Ignore the Noise

Ignore the Noise

January 25, 2024

When it comes to your money/investments.....IGNORE THE NOISE.

I have repeated this phrase over and over for many years.  You could say it's my mantra.  But why am I so persistent with this message? 

Well for the past 15 years I've watched the folks referred to as "experts" on the stock market and the economy make predictions about where they believed things were heading.  And, more often than not, they've been way off the mark.  For that reason, I refer to the opinions of the talking heads garnering headlines in our papers and on our televisions as NOISE that we, as long term investors, should pay no mind to.  Let me provide you some examples of the noise the "experts" make that has been way off the mark just in recent years...

Heading into 2022, analysts from the largest Wall Street firms on average predicted slight gains for the stock market.  What happened?  The market fell 20%.  Expert predictions = Noise.

Heading into 2023, these same analysts predicted the stock market would gain about 6%.  The market went on to return 23% for the year.  Once again, expert predictions = Noise.
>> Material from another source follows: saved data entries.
PR #3773, opened 2021-07-13
libflux: use iovec-like array over zmsg

chu11:
Per discussion in #3617, this PR converts `libflux/message` to use `struct iovec` like arrays for sending/receiving messages instead of using `zmsg_t` and `zframe_t`.  This serves several purposes:

A) it continues the #3617 path to reduce dependence on `czmq`.  With this change, czmq dependence is now isolated to just `flux_msg_sendzsock()` and `flux_msg_recvzsock()`.  This will make it easy to migrate those functions over to `librouter`.

I have some experimental branches that in fact moved those functions over to `librouter` and the `message_private.h` file that is eventually created is quite small.  I have elected to not include those changes here and do that in another PR in the future.

B) Using `zmsg_t` and `zframe_t` made sense when `flux_msg_t` internally stored data via `zmsg_t`.  However, now that we store decoded information in `flux_msg_t`, using `zmsg_t` and `zframe_t` makes little sense.  We're building lists (need to malloc a list and malloc each node of a list) and we're often copying data in & out of the list.  By using the `iovec` array we can sometimes do a single alloc of an array and just point to the data already decoded in `flux_msg_t`.

Some notes on development (some of this is copied from #3617 notes):

- Most data is already decoded in `flux_msg_t`, so the `iovec` array is great to avoid copying of data.  The exception is the `proto` frame buffer.  I toyed with putting the proto frame buffer in `flux_msg_t`, but that broke some const-ness.  So instead I have the caller of `msg_to_iovec()` pass in a buffer for the proto-frame.  Perhaps not best.

- For functions that don't know the number of frames to expect (e.g. `flux_msg_recvzsock()`) i use `realloc` to extend the array.  non-optimal, but probably better on average than the regular mallocing of list nodes.  We could do games to limit the number of realloc calls, like alloc N frames and only realloc when you run out and add another N.  But I didn't investigate if that was that much better performance wise.

- zeromq recv data is stored inside a `zmq_msg_t` data structure. So we need to have a `zmq_msg_t` in memory when we set each iovec pointer. I ended up adding an aux parameter to the internal iovec struct like so.

```
+struct msg_iovec {
+    const void *data;
+    size_t size;
+    void *aux;
+};
```

I `malloc` space for a `zmq_msg_t` for each iovec entry. It introduces an extra malloc that I wish I could have avoided but in terms of total mallocs, we're even (assuming no `realloc` internal copying).  Note that I toyed with the idea of doing this trick to avoid the extra malloc:

```
struct msg_iovec {
    const void *data;
    size_t size;
    uint8_t aux[0];
};
```

but calling `realloc()` on a `zmq_msg_t` was dangerous b/c how they store their pointers.

Performance:

Over many experiments there was a clear performance benefit on throughput tests.  A sample:

Current master

```
Running throughput.py 2048 jobs per iteration, 5 iterations
throughput:     32.2 job/s (script:  32.0 job/s)
1: 64 seconds
throughput:     29.4 job/s (script:  29.3 job/s)
2: 134 seconds
throughput:     29.5 job/s (script:  29.3 job/s)
3: 204 seconds
throughput:     27.4 job/s (script:  27.2 job/s)
4: 280 seconds
throughput:     28.9 job/s (script:  28.7 job/s)
5: 352 seconds
Total of 352 seconds for everything
```

After the iovec work

```
Running throughput.py 2048 jobs per iteration, 5 iterations
throughput:     35.4 job/s (script:  35.2 job/s)
1: 59 seconds
throughput:     32.3 job/s (script:  32.1 job/s)
2: 123 seconds
throughput:     32.4 job/s (script:  32.2 job/s)
3: 187 seconds
throughput:     30.0 job/s (script:  29.8 job/s)
4: 255 seconds
throughput:     29.2 job/s (script:  29.0 job/s)
5: 326 seconds
Total of 326 seconds for everything
```

I've consistently seem 8-ish percent improvement.

### DIFF
--- a/src/common/libflux/message.c
+++ b/src/common/libflux/message.c
@@ -1685,7 +1685,7 @@ error:
 int flux_msg_sendzsock_ex (void *sock, const flux_msg_t *msg, bool nonblock)
 {
     void *handle;
-    int flags = ZFRAME_MORE;
+    int flags = ZMQ_SNDMORE;
     zmsg_t *zmsg = NULL;
     zframe_t *zf;
     size_t count = 0;
@@ -1701,19 +1701,20 @@ int flux_msg_sendzsock_ex (void *sock, const flux_msg_t *msg, bool nonblock)
         return -1;
 
     if (nonblock)
-        flags |= ZFRAME_DONTWAIT;
+        flags |= ZMQ_DONTWAIT;
 
     handle = zsock_resolve (sock);
     frames = zmsg_size (zmsg);
-    zf = zmsg_pop (zmsg);
+    zf = zmsg_first (zmsg);
     while (zf) {
         if (++count == frames)
-            flags &= ~ZFRAME_MORE;
-        if (zframe_send (&zf, handle, flags) < 0) {
-            zframe_destroy (&zf);
+            flags &= ~ZMQ_SNDMORE;
+        if (zmq_send (handle,
+                      zframe_data (zf),
+                      zframe_size (zf),
+                      flags) < 0)
             goto error;
-        }
-        zf = zmsg_pop (zmsg);
+        zf = zmsg_next (zmsg);
     }
     rc = 0;
 error:
@@ -1726,30 +1727,61 @@ int flux_msg_sendzsock (void *sock, const flux_msg_t *msg)
     return flux_msg_sendzsock_ex (sock, msg, false);
 }
 
+static int recvzsock_frame (void *handle, zmsg_t *zmsg)
+{
+    zframe_t *zf = NULL;
+    zmq_msg_t zmqmsg;
+    int rv = -1;
+
+    zmq_msg_init (&zmqmsg);
+    if (zmq_recvmsg (handle, &zmqmsg, 0) < 0)
+        goto error;
+    if (!(zf = zframe_new (zmq_msg_data (&zmqmsg), zmq_msg_size (&zmqmsg))))
+        goto error;
+    zframe_set_more (zf, zsock_rcvmore (handle));
+    if (zmsg_append (zmsg, &zf))
+        goto error;
+    rv = 0;
+error:
+    if (rv < 0)
+        zframe_destroy (&zf);
+    zmq_msg_close (&zmqmsg);
+    return rv;
+}
+
 flux_msg_t *flux_msg_recvzsock (void *sock)
 {
-    zmsg_t *zmsg;
+    void *handle;
+    zmsg_t *zmsg = NULL;
     flux_msg_t *msg;
+    flux_msg_t *rv = NULL;
 
     if (!sock) {
         errno = EINVAL;
         return NULL;
     }
-    if (!(zmsg = zmsg_recv (sock)))
-        return NULL;
-    if (!(msg = flux_msg_create_common ())) {
-        zmsg_destroy (&zmsg);
+    if (!(zmsg = zmsg_new ())) {
         errno = ENOMEM;
         return NULL;
     }
-    if (zmsg_to_msg (msg, zmsg) < 0) {
-        int save_errno = errno;
-        zmsg_destroy (&zmsg);
-        errno = save_errno;
-        return NULL;
+    handle = zsock_resolve (sock);
+    while (true) {
+        if (recvzsock_frame (handle, zmsg) < 0)
+            goto error;
+        if (!zsock_rcvmore (handle))
+            break;
     }
+
+    if (!(msg = flux_msg_create_common ())) {
+        errno = ENOMEM;
+        goto error;
+    }
+    if (zmsg_to_msg (msg, zmsg) < 0)
+        goto error;
+    rv = msg;
+error:
     zmsg_destroy (&zmsg);
-    return msg;
+    return rv;
 }
 
 int flux_msg_frames (const flux_msg_t *msg)
--- a/src/common/libflux/message.c
+++ b/src/common/libflux/message.c
@@ -478,10 +478,8 @@ static int zmsg_to_msg (flux_msg_t *msg, zmsg_t *zmsg)
             return -1;
         }
         msg->payload_size = zframe_size (zf);
-        if (!(msg->payload = malloc (msg->payload_size))) {
-            errno = ENOMEM;
+        if (!(msg->payload = malloc (msg->payload_size)))
             return -1;
-        }
         memcpy (msg->payload, zframe_data (zf), msg->payload_size);
         if (zf)
             zf = zmsg_next (zmsg);
@@ -1114,10 +1112,8 @@ int flux_msg_set_payload (flux_msg_t *msg, const void *buf, int size)
      */
     } else if (!(flags & FLUX_MSGFLAG_PAYLOAD) && (buf != NULL && size > 0)) {
         assert (!msg->payload);
-        if (!(msg->payload = malloc (size))) {
-            errno = ENOMEM;
+        if (!(msg->payload = malloc (size)))
             return -1;
-        }
         msg->payload_size = size;
         memcpy (msg->payload, buf, size);
         flags |= FLUX_MSGFLAG_PAYLOAD;
@@ -1410,7 +1406,7 @@ flux_msg_t *flux_msg_copy (const flux_msg_t *msg, bool payload)
         if (payload) {
             cpy->payload_size = msg->payload_size;
             if (!(cpy->payload = malloc (cpy->payload_size)))
-                goto nomem;
+                goto error;
             memcpy (cpy->payload, msg->payload, msg->payload_size);
         }
         else
--- a/src/common/libflux/message.c
+++ b/src/common/libflux/message.c
@@ -47,6 +47,8 @@
 
 #include "message.h"
 
+#define IOVECINCR 4
+
 struct flux_msg {
     // optional route list, if FLUX_MSGFLAG_ROUTE
     struct list_head routes;
@@ -85,6 +87,16 @@ struct flux_msg {
 struct route_id {
     struct list_node route_id_node;
     char id[0];                 /* variable length id stored at end of struct */
+};
+
+/* 'transport_data' is for any auxiliary transport data user may wish
+ * to associate with iovec, user is responsible to free/destroy the
+ * field
+ */
+struct msg_iovec {
+    const void *data;
+    size_t size;
+    void *transport_data;
 };
 
 /* PROTO consists of 4 byte prelude followed by a fixed length
@@ -393,7 +405,7 @@ int flux_msg_encode (const flux_msg_t *msg, void *buf, size_t size)
     return 0;
 }
 
-static void proto_get_u32 (uint8_t *data, int index, uint32_t *val)
+static void proto_get_u32 (const uint8_t *data, int index, uint32_t *val)
 {
     uint32_t x;
     int offset = PROTO_OFF_U32_ARRAY + index * 4;
@@ -416,18 +428,25 @@ static int msg_append_route (flux_msg_t *msg,
     return 0;
 }
 
-static int zmsg_to_msg (flux_msg_t *msg, zmsg_t *zmsg)
+static int iovec_to_msg (flux_msg_t *msg,
+                         struct msg_iovec *iov,
+                         int iovcnt)
 {
-    uint8_t *proto_data;
+    unsigned int index = 0;
+    const uint8_t *proto_data;
     size_t proto_size;
-    zframe_t *zf;
 
-    if (!(zf = zmsg_last (zmsg))) {
+    assert (msg);
+    assert (iov);
+
+    if (!iovcnt) {
         errno = EPROTO;
         return -1;
     }
-    proto_data = zframe_data (zf);
-    proto_size = zframe_size (zf);
+
+    /* proto frame is last frame */
+    proto_data = iov[iovcnt - 1].data;
+    proto_size = iov[iovcnt - 1].size;
     if (proto_size < PROTO_SIZE
         || proto_data[PROTO_OFF_MAGIC] != PROTO_MAGIC
         || proto_data[PROTO_OFF_VERSION] != PROTO_VERSION) {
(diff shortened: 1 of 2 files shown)


chu11:
hmm there was one LGTM warning.  I decided to comment out code with a note.

```
+        /* On first access index == 0 && iovcnt > 0 guaranteed
+         * Re-add check on if code changes. */
+        /* if (index == iovcnt) { */
+        /*     errno = EPROTO; */
+        /*     return -1; */
+        /* } */
```

garlick:
Poking at this...

I'm seeing a throughput bump when I realloc 3 iovecs at a time (see bbc998c6e13cc805467974254486f0172aac86c5).  I'm not sure I`m testing the same way as you (and running 3 times may not be sufficient):
```
test:
  for i in $(seq 1 3) ; do src/test/throughput.py -n 2000 -x /bin/true; done

Commit 252ea49 (this PR):
  number of jobs: 2000
  submit time:    0.515 s (3883.3 job/s)
  script runtime: 42.535s
  job runtime:    42.429s
  throughput:     47.1 job/s (script:  47.0 job/s)
  number of jobs: 2000
  submit time:    0.531 s (3764.8 job/s)
  script runtime: 48.775s
  job runtime:    48.608s
  throughput:     41.1 job/s (script:  41.0 job/s)
  number of jobs: 2000
  submit time:    0.573 s (3490.4 job/s)
  script runtime: 52.081s
  job runtime:    51.942s
  throughput:     38.5 job/s (script:  38.4 job/s)

WIth batch iov in bbc998c:
  number of jobs: 2000
  submit time:    0.523 s (3827.0 job/s)
  script runtime: 38.429s
  job runtime:    38.313s
  throughput:     52.2 job/s (script:  52.0 job/s)
  number of jobs: 2000
  submit time:    0.549 s (3642.9 job/s)
  script runtime: 48.772s
  job runtime:    48.625s
  throughput:     41.1 job/s (script:  41.0 job/s)
  number of jobs: 2000
  submit time:    0.556 s (3598.8 job/s)
  script runtime: 48.032s
  job runtime:    47.906s
  throughput:     41.7 job/s (script:  41.6 job/s)
```
My thought was that wasting a view iov slots wouldn't be very costly, but calling realloc potentially dozens of times when receiving a long-path message might be.

src/common/libflux/message.c
```diff
@@ -87,6 +87,14 @@ struct route_id {
     char id[0];                 /* variable length id stored at end of struct */
 };
 
+/* 'aux' for any auxiliary data user may wish to associate with iovec,
+ * user is responsible to free/destroy */
+struct msg_iovec {
+    const void *data;
+    size_t size;
+    void *aux;
```
garlick, line 95: The name `aux` is slightly overloaded here.  We already have a `struct aux_item` in the message struct, as well as the aux `uint32_t` fields in the PROTO block.  Man I am having a hard time thinking of an alternative that is not "data" though.  Maybe `transport_data`?

src/common/libflux/message.c
```diff
@@ -416,18 +424,26 @@ static int msg_append_route (flux_msg_t *msg,
...
 
-    if (!(zf = zmsg_last (zmsg))) {
+    assert (msg);
+    assert (iov);
+    assert (iovcnt >= 0);
+
+    if (!iovcnt) {
         errno = EPROTO;
         return -1;
     }
```
garlick, line 442: Isn't this redundant with the assertion above?

src/common/libflux/message.c
```diff
@@ -416,18 +424,26 @@ static int msg_append_route (flux_msg_t *msg,
...
-    uint8_t *proto_data;
+    unsigned int index = 0;
+    const uint8_t *proto_data;
     size_t proto_size;
-    zframe_t *zf;
 
-    if (!(zf = zmsg_last (zmsg))) {
+    assert (msg);
+    assert (iov);
+    assert (iovcnt >= 0);
```
garlick, line 437: Should this assertion on iovcnt be `>` not `>=` ?

src/common/libflux/message.c
```diff
@@ -444,50 +460,50 @@ static int zmsg_to_msg (flux_msg_t *msg, zmsg_t *zmsg)
...
     }
     if ((msg->flags & FLUX_MSGFLAG_TOPIC)) {
-        if (!zf) {
+        if (index == iovcnt) {
             errno = EPROTO;
             return -1;
         }
-        if (!(msg->topic = zframe_strdup (zf))) {
+        if (!(msg->topic = strndup ((char *)iov[index].data,
+                                    iov[index].size))) {
```
garlick, line 486: `strndup()` already sets errno.

src/common/libflux/message.c
```diff
@@ -444,50 +460,50 @@ static int zmsg_to_msg (flux_msg_t *msg, zmsg_t *zmsg)
...
+        if (index == iovcnt) {
             errno = EPROTO;
             return -1;
         }
-        msg->payload_size = zframe_size (zf);
+        msg->payload_size = iov[index].size;
         if (!(msg->payload = malloc (msg->payload_size))) {
             errno = ENOMEM;
             return -1;
         }
```
garlick, line 502: `malloc()` already sets errno (I realize you didn't touch this line :-)

It might be good to throw in EPROTO if the payload size is zero, otherwise `malloc()` would return NULL without errno set.   The existing code would at least set errno to _something_ but ENOMEM is the wrong one.

src/common/libflux/message.c
```diff
@@ -523,20 +537,22 @@ flux_msg_t *flux_msg_decode (const void *buf, size_t size)
             errno = EINVAL;
             goto error;
         }
-        if (!(zf = zframe_new (p, n)))
-            goto nomem;
-        if (zmsg_append (zmsg, &zf) < 0)
+
+        if (!(iov = realloc (iov, (iovcnt + 1) * sizeof (struct msg_iovec))))
             goto nomem;
```
garlick, line 544: `realloc()` already sets errno

Also this code leaks iov if the `realloc()` fails.  Assign result to tmp, check for NULL, then assign, like the other realloc in this commit.

src/common/libflux/message.c
```diff
@@ -523,20 +537,22 @@ flux_msg_t *flux_msg_decode (const void *buf, size_t size)
...
+    if (iovec_to_msg (msg, iov, iovcnt) < 0)
         goto error;
-    zmsg_destroy (&zmsg);
+    free (iov);
     return msg;
 nomem:
     errno = ENOMEM;
 error:
-    zmsg_destroy (&zmsg);
+    free (iov);
```
garlick, line 557: wrap with `ERRNO_SAFE_WRAP` or equivalent.

src/common/libflux/message.c
```diff
@@ -1641,88 +1657,98 @@ void flux_msg_fprint (FILE *f, const flux_msg_t *msg)
...
+    if ((frame_count = flux_msg_frames (msg)) < 0)
+        return -1;
+
+    assert (frame_count);
+
+    if (!(iov = malloc (frame_count * sizeof (*iov)))) {
         errno = ENOMEM;
-        goto error;
+        return -1;
     }
```
garlick, line 1680: `malloc()` already sets errno

src/common/libflux/message.c
```diff
@@ -1641,88 +1657,98 @@ void flux_msg_fprint (FILE *f, const flux_msg_t *msg)
...
+                      iov[count].size,
                       flags) < 0)
             goto error;
-        zf = zmsg_next (zmsg);
+        count++;
     }
     rc = 0;
 error:
-    zmsg_destroy (&zmsg);
+    free (iov);
```
garlick, line 1753: Prob need to wrap the free in `ERRNO_SAFE_WRAP` or equiv.

src/common/libflux/message.c
```diff
@@ -1731,46 +1757,38 @@ int flux_msg_sendzsock (void *sock, const flux_msg_t *msg)
...
+        if (!(tmp = realloc (iov, (iovcnt + 1) * sizeof (struct msg_iovec))))
+            goto error;
+        iov = tmp;
+        if (!(iov[iovcnt].aux = malloc (sizeof (zmq_msg_t))))
             goto error;
+        zmq_msg_init ((zmq_msg_t *)iov[iovcnt].aux);
+        if (zmq_recvmsg (handle, (zmq_msg_t *)iov[iovcnt].aux, 0) < 0)
+            goto error;
+        iov[iovcnt].data = zmq_msg_data ((zmq_msg_t *)iov[iovcnt].aux);
+        iov[iovcnt].size = zmq_msg_size ((zmq_msg_t *)iov[iovcnt].aux);
```
garlick: Just a suggestion, but it might be a bit cleaner to use a temporary variable for the zmq_msg_t that is eventually assigned to aux rather than all the casts.

src/common/libflux/message.c
```diff
@@ -1779,11 +1797,18 @@ flux_msg_t *flux_msg_recvzsock (void *sock)
...
 error:
-    zmsg_destroy (&zmsg);
+    if (iov) {
+        int i;
+        for (i = 0; i < iovcnt; i++) {
+            zmq_msg_close ((zmq_msg_t *)iov[i].aux);
+            free (iov[i].aux);
+        }
+        free (iov);
+    }
```
garlick: This block should preserve errno.

garlick (changes requested):
Really like where this is going!  It's nice to see the endpoint start to materialize.

Minor comments, mostly errno stuff.

src/common/libflux/message.c
chu11: yeah, this assert should be removed.  The `if (!iovcnt)` you mention above should just capture the 0 case.

src/common/libflux/message.c
chu11: doh!  that's bad of me.  I remember wanting to fix this line, but i guess i forgot.

src/common/libflux/message.c
chu11: perhaps we should just check for payload size > 0 in `flux_msg_set_payload()`, so we know its > 0 in all code later.

chu11: oh actually, `flux_msg_set_payload()` already ensures payload size > 0, so I think we're safe here.

chu11:
Re-pushed with fixes per above review.

I also no longer call `realloc` on every loop iteration.  I yoinked and then tweaked the @garlick patch mentioned above.

Not knowing the optimal number of `N` chunks to alloc each time you call `realloc`, I added a printf to `msg_to_iovec()` to output the number of frames in a message being sent.  I gathered that output and ran some stats.  The mean number of frames was 4.68, the mode 4, and the median 5.  The median of 5 was "close" to 4 though.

Now it's not just Wall Street analysts that make noise....A lot of prominent businessmen and media outlets like to join in on the fun as well.  Take a look at some of these headlines from the past couple of years...


Jeff Bezos, founder of Amazon.  Brilliant guy.  Predicted a 2023 recession. Dead wrong.

Jeff Gundlach....manager of an enormous hedge fund...Brilliant guy.  Predicted a 2023 recession. Dead wrong.

Bloomberg...A highly respected financial publication....All but guaranteed a 2023 recession. Dead wrong.

Jamie Dimon....CEO of the largest bank in the country....Brilliant guy.  Predicted a 2023 recession. Dead wrong.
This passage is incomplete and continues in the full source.